So, basically close to godly powers.... anything less and its laughable, right?

Why stop there? It will give you X-ray vision and heat/laser vision. Give you super human strength and the ability to fly. All you have to don is a red cape and blue tights.


----------



## Marsu42 (Mar 4, 2014)

Ellen Schmidtee said:


> "Will still photography be necessary in the age of 4K video?



No, because you can just select the frame you want and it will have sufficient resolution. Now you only need a flash system that does 30 full hss bursts per second and lasts for some hours w/o overheating and power drain :-> ... that's why I'm happy with my 3fps 6d.


----------



## Ellen Schmidtee (Mar 4, 2014)

Marsu42 said:


> Ellen Schmidtee said:
> 
> 
> > "Will still photography be necessary in the age of 4K video?
> ...



A) I was mocking the resolution based argument the interviewee was making.

B) Plenty of photos are taken without a flash. Last two family events I went to took place outdoors in full daylight, so I didn't even bother taking a flash with me.

C) Flashes like the 320EX solve part of the problem.

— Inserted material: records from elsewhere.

PR #767, opened 2023-10-23
Fix repository URL for published package

bheylin:
The package metadata's repository URL refers to the Rhai organisation. It should refer to the repository that the Rhai package is publish from.


schungx:
Well, not sure...  I believe I've seen people point to the org for the main repo project...

schungx:
Ah, OK.  Fair enough.

bheylin:
Thanks!

PR #772, opened 2023-10-30
Fix VarDefInfo visibility breakage.

### LINKED ISSUE #771: v1.15 -> v1.16 breaking change: VarDefInfo field visibility
The 1.15 -> 1.16 minor version bump broke the field visibility of the `VarDefInfo` struct. This should only happen on a major version bump (1.x -> 2.x) and should ideally include deprecation warnings and a migration path in the later 1.x minor versions.

For example, both the `pub name` field and the `pub fn name()` method should be available:

```rust
pub struct VarDefInfo<'a> {
    /// Name of the variable to be defined.
    #[deprecated(since = "1.16.0", note = "VarDefInfo fields will be private in the next major release. Use the methods instead.")]
    pub name: &'a str,
...
}

impl<'a> VarDefInfo<'a> {
    /// Name of the variable to be defined.
    #[inline(always)]
    #[must_use]
    pub const fn name(&self) -> &str {
        self.name
    }
...
}
```

jrobsonchase:
Resolves #771

### DIFF
--- a/src/types/var_def.rs
+++ b/src/types/var_def.rs
@@ -7,13 +7,29 @@ use std::prelude::v1::*;
 #[derive(Debug, Clone, Hash)]
 pub struct VarDefInfo<'a> {
     /// Name of the variable to be declared.
-    name: &'a str,
+    #[deprecated(
+        since = "1.16.0",
+        note = "VarDefInfo fields will be private in the next major version. Use the methods instead."
+    )]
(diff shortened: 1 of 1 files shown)


schungx:
Thanks for catching this.  I'll put out `1.16.3` with this fix.  I won't merge this into the main branch, but I'll merge this up to `1.16.2`.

So, will still photography be necessary in the age of 4K video? Yes, 4K can eat a nice chunk out of it.


----------



## neuroanatomist (Mar 4, 2014)

distant.star said:


> .
> Most interesting to me was the clear statement that the EOS-M was an "experiment."
> 
> It's plain to me Canon has backed away from mirrorless for now. Likely they will let the other guys (Sony, Olympus, Fujifilm, etc.) sort it all out before they commit to anything seriously.

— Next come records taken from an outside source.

PR #790, opened 2023-12-02
fuzz: Add fuzzer to CI

silvergasp:
This change will run the fuzzer's for a short period (600s, although I'm happy to change this), on each PR.

### DIFF
--- a/.github/workflows/oss-fuzz.yml
+++ b/.github/workflows/oss-fuzz.yml
@@ -1,0 +1,42 @@
+name: CIFuzz
+on:
+  pull_request:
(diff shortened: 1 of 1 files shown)


schungx:
Well, sometimes I do want them merged quickly and not wait for the results of fuzzing...  I suppose I can just press Merge even when the tests/fuzzing is not complete...

silvergasp:
Thoughts on this one. Worth merging or shall I close this one out?

schungx:
Merge it is!  Why not.  Fuzzing seems really useful!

Mirrorless is the future. So are flying cars… But we're not really ready for either of them quite yet.


----------



## mackguyver (Mar 4, 2014)

"We will continue to produce new mirrorless cameras and although our competitors in this field are very strong, *we hope we won't be beaten by them*."

LOL - my favorite quote from the interview. I don't think they are the #1 camera company by relying on "hope".


----------



## unfocused (Mar 4, 2014)

distant.star said:


> .
> Most interesting to me was the clear statement that the EOS-M was an "experiment..."



This got me thinking about the complexities of modern manufacturing. Today's market research tools allow companies to hone in on specific audiences for products. No longer do they need a one-size-fits-all approach. Modern manufacturing systems also allow for greater customization and cost-efficient production of products for sub-markets and even sub-sub-markets.

On the other hand, the worldwide communications of the internet and social media make it impossible to market a product in one region or country without the rest of the world knowing about it. And, it is a given that some percentage of the customer case outside of the targeted region is going to want a product that isn't available and feel "cheated" by not getting it, even if there isn't much of a market for it in their region.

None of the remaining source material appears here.